Auch die Rapsbestände wurden durch die eisigen Nächte Mitte Februar arg betroffen, was sich nach der Frostperiode ebenfalls an der grauvioletten Farbe der Blätter äusserte. Schäden wurden bisher nicht bekannt. Ebenfalls können regelmässig rotviolettfarbene Rapsbestände oder Teilbereiche beobachtet werden. Bei diesen Verfärbungen handelt es sich um Phosphormangel, der durch Luftarmut im Boden verursacht wird, meist eine Folge von Bodenverdichtungen während der Saat. Sobald sich die Böden weiter erwärmen, werden die Symptome wieder verschwinden, sofern ausreichend Phosphor vorhanden ist.
Wie hoch die Startdüngung bei Raps dieses Jahr ausfallen muss, hängt im Wesentlichen vom gegenwärtigen Entwicklungszustand sowie von der Verfassung der Pflanzen ab. Üppige Bestände (Pflanzen mit mehr als 12 Blättern) sollten nicht zu hoch angedüngt werden, schwach entwickelte Bestände oder solche mit grösseren Blattverlusten hingegen nicht zu tief.
In üppigen Beständen sollten erfahrungsgemäss zum Starten nur etwa 40 % der gesamten N-Menge gedüngt werden, das heisst 50 - 60 kg N/ha. In schwachen Beständen hingegen sollten mehr als 50 % also rund 70 - 80 kg N/ha verabreicht werden.
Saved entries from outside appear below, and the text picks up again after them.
PR #1531, opened 2026-06-29
Increase max requests when using copilot on rails flow

nturinski:
image

When running the Copilot on Rails scaffold flow, a low chat.agent.maxRequests limit causes Copilot to pause partway through with a "continue to iterate?" prompt. This PR raises that limit to a high ceiling at the Workspace scope so scaffolding can run uninterrupted — for both autopilot and guided runs.

**Changes**
Autopilot (autopilot.ts): replaced the temporary global maxRequests override (saved/restored) with a persistent Workspace bump (WORKSPACE_MAX_REQUESTS = 9999) that is intentionally not restored. Added getEffectiveMaxRequests() and raiseWorkspaceMaxRequests() helpers (no-op when no workspace folder is open or the limit is already high enough). The global chat.tools.global.autoApprove toggle is still saved and restored as before.
Guided scaffold (ScaffoldPlanViewController.ts): when the effective limit is below 1000, shows a Yes/No modal asking whether to raise the request limit for the workspace before launching the scaffold chat. "Yes" raises it; "No" (the modal's close affordance) proceeds unchanged. Skipped for autopilot (which already bumps it) and for the debug plan.
**Notes**
The workspace setting is written to settings.json and left in place by design.
chat.tools.global.autoApprove remains global and is always restored after an autopilot run.

### DIFF
--- a/src/utils/settingUtils.ts
+++ b/src/utils/settingUtils.ts
@@ -17,11 +17,13 @@ export namespace settingUtils {
     }
 
     /**
-     * Uses ext.prefix 'azureResourceGroups' unless otherwise specified
+     * Uses ext.prefix 'azureResourceGroups' unless otherwise specified.
+     * When `target` is omitted, VS Code resolves the scope from the provided resource;
+     * pass an explicit `target` (e.g. `ConfigurationTarget.Workspace`) to force it.
      */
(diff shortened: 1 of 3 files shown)


MicroFish91 (approved):
LGTM, although some of the explaining comments are long and repeated in multiple sections, so might be worth trimming/consolidating those

nturinski:
@copilot Remove some of the comments that are extra verbose and don't explain critical code paths

PR #1535, opened 2026-06-30
Add resume support for the Create with Copilot flow

nturinski:
## Resume support for the "Create with Copilot" flow

Interrupted create-with-copilot runs (window reload, crash, or an abandoned chat session) previously left the user without an obvious way back in — they had to guess which chat session to reopen, and re-launching a phase restarted it from scratch. This PR detects the interrupted phase and lets the user resume from the correct spot.

### How it works
- **`flowState`** resolves the current phase + status from the `.azure/*` plan files (the source of truth, written by the agent doing the work) reconciled with a small `workspaceState` cache that records the last-launched phase. `computeFlowState` is pure and unit-tested; `resolveFlowState` does the disk reads.
- **Phase-launch recording** is added where phases actually start: `openChatWithAgent` (`recordAgentLaunch`) and the plan-approval controllers (`recordPhaseLaunch`).
- **Resume affordances** (`resumeAffordances.ts`): a status-bar item plus a one-time, non-modal activation prompt. Both funnel into a single `resumeProjectWithCopilot` command and are suppressed while a flow view (plan / requirements / loading) is already open — if you're already looking at the driving view, there is nothing to "resume".
- **Tree "Resume" action** routes through `resumeProjectWithCopilot` rather than invoking a raw phase command, so phase-specific resume arguments apply (notably the scaffold "continue, don't re-approve" prompt).
- **Scaffold agent** now treats `In Progress` as a valid, resumable status (`Approved → In Progress`) instead of hard-stopping when the plan is no longer exactly `Approved`.
- **Flow-view tracking** added to `singletonViewHost` (`trackFlowView` / `onDidChangeFlowViewState` / `isAnyFlowViewOpen`) so the affordances react to views opening and closing.

### Tests
- `test/flowState.test.ts` — covers `computeFlowState` across phases/statuses and `phaseToStageIndex`.

### Notes
- Targets `feat/CoR`.
- Scoped to the resume feature only; unrelated in-progress UI-preview changes were intentionally left out of this branch.


nturinski:
Too many changes all at once; gonna try breaking this up into separate PRs.

PR #1538, opened 2026-07-01
Add Select Subscriptions button to Resources view toolbar

alexweininger:
I've always wondering if this would provide a better UX. I've added the Select Subscriptions button to the title bar for the Azure Resources tree view.

Screenshot 2026-07-01 at 3 40 26 PM

What do we think? In my opinion this doesn't hurt anything, and can only help users who would potentially not see the button on the subscription items.

### DIFF
--- a/package.json
+++ b/package.json
@@ -460,14 +460,19 @@
                     "group": "navigation@2"
                 },
                 {
+                    "command": "azureResourceGroups.selectSubscriptions",
+                    "when": "view == azureResourceGroups",
+                    "group": "navigation@3"
+                },
+                {
                     "command": "azureFocusView.refreshTree",
                     "when": "view == azureFocusView",
-                    "group": "navigation@3"
+                    "group": "navigation@4"
                 },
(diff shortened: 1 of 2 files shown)


alexweininger:
Matt H. approved

motm32 (dismissed):

MicroFish91 (dismissed):
I like it too

alexweininger:
Realized we probably need to hide this button in states where there's no subscriptions in the tree yet, @copilot can you look into that? What if the user isn't signed in yet, does the command handle it fine? Should we hide the button in some cases?

motm32 (dismissed):

alexweininger:
@copilot what do we do for the other buttons on the ribbon, we should just handle this button the same as those. I think it's fine to keep it visible if the user isn't signed in yet if that's what we do for the other buttons and since the command handles the not signed in error gracefully.

bwateratmsft (approved):

PR #1539, opened 2026-07-01
Make it so autopilot carries over to new instances 

motm32:
When using autopilot when a new chat session opens it goes back to default approval. This should hopefully make it so autopilot is still set when a new session is open. 

I tested it and it seems to work. I also tested it with autopilot not set and it preformed as normal.


nturinski:
Autopilot seems to be working great but we should turn it off after the debug configurations are created (when it shows next steps for the test debug suite)

nturinski (approved):

nturinski (approved):

MicroFish91 (approved):

src/webviews/copilotOnRails/extension/openLocalDevNextStepsView.ts
```diff
@@ -20,6 +21,8 @@ let controller: LocalDevNextStepsViewController | undefined;
  * whether `api-test-collections/` contains any files in the workspace.
  */
 export async function openLocalDevNextStepsView(context: CopilotOnRailsContext, hasApiTests?: boolean): Promise<void> {
+    await disableAutopilot();
```
nturinski, line 24: Actually does this cause any problems if we call it but they don't have autopilot enabled? Or if they had it enabled, but we weren't the one that set it? You should probably check their plan file to see if we were the ones that set autopilot up.

motm32: In the disableAutopilot code STATE_ACTIVE is set only in the case when we activate autopilot ourselves so it shouldn't disable autopilot in the case the user set it up themselves or in the case it isn't enabled since it checks to see if STATE_ACTIVE is set to true or not.

PR #1550, opened 2026-07-15
Add a "Need help" button to loading views so users can easily resume commands 

motm32:
This is how it looks: 
image

Basically the button in the loading view is hooked up to the resume logic so if the user presses the button it will resume whatever step it was on without trying to redo everything. I also added some interupption instructions to the agents so if something goes wrong the agent may try to resolve the issue itself I haven't been able to test this out much since in the runs I have done nothing has gone wrong. 

I also added a delay to the "Need help" button (currently at 30 seconds) but I can remove that if we would rather always see the button


MicroFish91 (approved):

nturinski (approved):

nturinski:

nturinski:
Oh we should definitely add telemetry for this button being clicked as well.

MicroFish91 (approved):

MicroFish91 (approved):

PR #1554, opened 2026-07-16
Add warning for Azure resources emulators with limited support 

motm32:
This will add a warning symbol to the emulators sections for data store emulators with limited support. 
Here is the warning: 
image

Here is how the tooltip looks: 
image


MicroFish91:
For the tooltip, how would you feel about something like:

`Limited Support - Emulator support for this service has not yet been fully implemented` or similar

nturinski:
Is there any warning message in the requirements view as well?

Also I agree, the shorter message would be better.

motm32:
No message in the requirements view right now but I will add that.

src/webviews/copilotOnRails/views/utils/emulatorSupport.ts
```diff
@@ -0,0 +1,29 @@
...
+ *  Licensed under the MIT License. See License.md in the project root for license information.
+ *--------------------------------------------------------------------------------------------*/
+
+/**
+ * Data store services whose local emulators only partially replicate the real
+ * Azure service. Azure Storage (Azurite) and PostgreSQL have full-fidelity
+ * emulators, so they're excluded. Non-data-store services (e.g. messaging) are
+ * intentionally not flagged.
+ */
+export function isLimitedSupportDataStore(service: string): boolean {
```
MicroFish91, line 37: - I'd remove this part of the comment: `Azure Storage (Azurite) and PostgreSQL have full-fidelity emulators, so they're excluded. Non-data-store services (e.g. messaging) are intentionally not flagged.`
- Instead of two regexp tests, I wonder if we can run with just the first one.

Also how would you feel about maintaining the supported constant separately like:

```typescript
const supportedDataStoreAliases = {
  azureStorage: ["storage", "azurite"],
  postgres: ["postgres"],
} as const;

export function isLimitedSupportDataStore(service: string): boolean {
  const serviceName = service.trim().toLowerCase();
  
  const isSupported = Object.values(supportedDataStoreAliases).some((aliases) =>
    aliases.includes(serviceName)
  );
  
  return !isSupported;
}
```

MicroFish91 (approved):
Otherwise, LGTM

src/webviews/copilotOnRails/views/utils/emulatorSupport.ts
```diff
@@ -0,0 +1,29 @@
...
+        s,
+    );
+}
+
+/**
+ * The user-facing message shown when a data store lacks a full-fidelity local
+ * emulator. Kept in one place so every view surfaces identical wording.
+ */
+export function limitedSupportWarningMessage(): string {
+    return 'Limited Support - Emulator support for this service has not yet been fully implemented';
```
MicroFish91: Nit: localize

src/webviews/copilotOnRails/views/utils/emulatorSupport.ts
motm32: We can't just use the first regex since the second includes a list of data stores otherwise this warning would show up on resources that arent data stores. I can combine the two but it makes it a bit harder to read in my opinion.

MicroFish91 (approved):

PR #1558, opened 2026-07-17
CoR: Improve prerequisites detection to be more shell agnostic

### LINKED ISSUE #1556: Copilot on Rails reports Node.js/npm missing when installed through a shell version manager
## Problem

The Copilot on Rails project-plan prerequisite inventory can report Node.js and npm as not installed when they are provided by a shell version manager such as fnm or nvm.

## Reproduction

On macOS with fish as the default shell:

- `fnm` is installed at `/opt/homebrew/bin/fnm`.
- fish initializes it from `~/.config/fish/conf.d/fnm.fish` with `fnm env --use-on-cd | source`.
- `node` and `npm` resolve from an fnm multishell directory under `~/Library/Caches/fnm_multishells/.../bin`.
- An initialized fish shell reports Node.js `v22.18.0` and npm `11.12.0`.
- The Copilot on Rails project plan nevertheless marks Node.js/npm as missing.

## Root cause

`resources/agents/shared-references/prerequisites.md` assumes prerequisite checks can recover PATH by sourcing bash/zsh startup files. It explicitly does nothing for fish and then falls back to global directories such as `/opt/homebrew/bin`, `/usr/local/bin`, and `~/.npm-global/bin`.

Version managers commonly expose runtimes only after shell startup and place their shims/binaries elsewhere. The current fallback therefore misses:

- fnm multishell paths initialized by fish/zsh/bash
- nvm shell functions and selected Node versions
- other shell-initialized managers such as asdf, mise, and Volta

Directly sourcing a user's zsh startup file from a bash command is also not shell-safe when the file contains shell-specific syntax.

## Expected behavior

Before marking a CLI prerequisite missing, detection should retry the version command through the user's configured default shell in an initialized login/interactive context. If that probe succeeds, the plan should record the tool as installed with the detected version.

## Proposed fix

- Run the direct version check first.
- On failure, invoke `$SHELL` itself with login/interactive initialization rather than sourcing another shell's startup file.
- Use a marker-based result format so shell greetings/startup output do not corrupt the detected executable/version.
- Apply the fallback to every CLI prerequisite, including both Node.js and npm.
- Document version-manager coverage and avoid declaring a tool missing until both direct and initialized-shell probes fail.

MicroFish91:
Fixes #1556 

Also no longer showing an X since there are a lot of subtleties that can cause an agent in a sandboxed environment to fail to find an installed tool.  Options now will be `Installed` vs. `Unknown` to account for this.


MicroFish91:
Example output:

image

MicroFish91:
@alexweininger If you have time could you check to see if the prerequisites were detected successfully with this branch's changes?

alexweininger:
@microfish91 yes this seems to fix it

PR #228, opened 2026-06-03
[SDK-294] Added New Schedule Constructors

Lumorti:
Two new `Schedule` constructors have been added: `Schedule.constant()` and `Schedule.linear_list()`.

Sehr dünne Bestände keinesfalls höher andüngen! Wenn zu viele Pflanzen fehlen, kann auch Stickstoff diese nicht ersetzen.
In normalen Beständen liegen Sie mit der Hälfte der erforderlichen N-Menge zum Starten goldrichtig. Zwei bis drei Wochen später, zu Beginn des Streckens, ist als zweite N-Gabe die restliche N-Menge von 60 - 90 kg N/ha zu düngen. Mit den neuen stabilisierten N-Düngern besteht nun die Möglichkeit, die gesamte N-Menge in einer Gabe kurz vor Vegetationsbeginn (i.d.R. vor dem 10. März) zu verabreichen. Hinsichtsichtlich Ertragswirkung und Ertragssicherheit hat sich dieses Verfahren in Deutschland bewährt. Da bei diesem N-Dünger kein Luxuskonsum auftritt, kann auch in üppigen Beständen problemlos eine frühe hohe N-Gabe verabreicht werden.
Wie jedes Jahr ist bei der Rapsdüngung auch dem hohen Schwefelbedarf Rechnung zu tragen. Auf Hochrisikostandorten (leichte, flachgründige, humusarme Böden, fehlende Zufuhr organischer Dünger) sind rund 60 kg S/ha einzusetzen; auf den übrigen Standorten dagegen reichen 20 - 40 kg. Mehr sollte nicht eingesetzt werden (Auswaschung!). Um einen hohen Wirkungsgrad zu erzielen, muss Schwefel bzw. die Hauptschwefelmenge in die erste Gabe fallen. Als Dünger empfehle ich Bor-Ammonsalpeter mit Schwefel (N26/S14). Damit wird auch gleichzeitig die erforderliche Bor-Versorgung sichergestellt. Kommen keine borhaltigen N/S-Dünger zum Einsatz, kann Bor auch in einem späteren Zeitpunkt mittels einer Borspritzung verabreicht werden.
Noch bestehende Schwefeldefizite können im Zeitpunkt der Abschlussgabe entweder über Mineraldünger (Bor-Ammonsalpeter + S, Mg-Ammonsalpeter + S) oder über Gülle gedeckt werden.